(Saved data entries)
====

PR #1395, opened 2025-07-05
PUML Periodic Boundary Conditions

davschneller:
Implement periodic boundary conditions for PUML by splitting into a geometric and a topological mesh. (which makes the seemingly hard-to-implement problem pretty simple to get done)

In effect, two options for entering the topological mesh are possible right now:
* add a new connectivity array which contains identified vertices
* add a vertex identification array

Note that the periodicity is also included in the partitioning already.

Needs the respective PUML PR to be merged first (and still needs one bug fixed).

### DIFF
--- a/src/Geometry/PUMLReader.cpp
+++ b/src/Geometry/PUMLReader.cpp
@@ -10,6 +10,7 @@
 #include <Common/Iterator.h>
 #include <Geometry/MeshReader.h>
 #include <Initializer/Parameters/MeshParameters.h>
+#include <PUML/Topology.h>
 #include <PUML/TypeInference.h>
 #include <PUML/Upward.h>
 #include <algorithm>
@@ -103,7 +104,8 @@ inline std::string bcToString(int id) {
  * @param sideBC: boundary condition tag at the side to check
  * @param cellIdAsInFile: Original cell id as it is given in the h5 file
  */
-inline bool checkMeshCorrectnessLocally(const PUML::TETPUML::face_t& face,
+template <PUML::TopoType Topo>
+inline bool checkMeshCorrectnessLocally(const typename PUML::PUML<Topo>::face_t& face,
                                         const int* cellNeighbors,
                                         int side,
                                         int sideBC,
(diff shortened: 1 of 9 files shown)


davschneller:
(see https://github.com/SeisSol/Meshing/pull/49 for a prototype implementation; replacing `cube_c` for Netcdf)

====

▸ **What needs to be done**:
The lines from the one holding "(diff shortened: 1 of 9 files shown)" to the end of the entries are to be repeated exactly, with both ends included and nothing else.

▸ **Output for this exercise**:
(diff shortened: 1 of 9 files shown)


davschneller:
(see https://github.com/SeisSol/Meshing/pull/49 for a prototype implementation; replacing `cube_c` for Netcdf)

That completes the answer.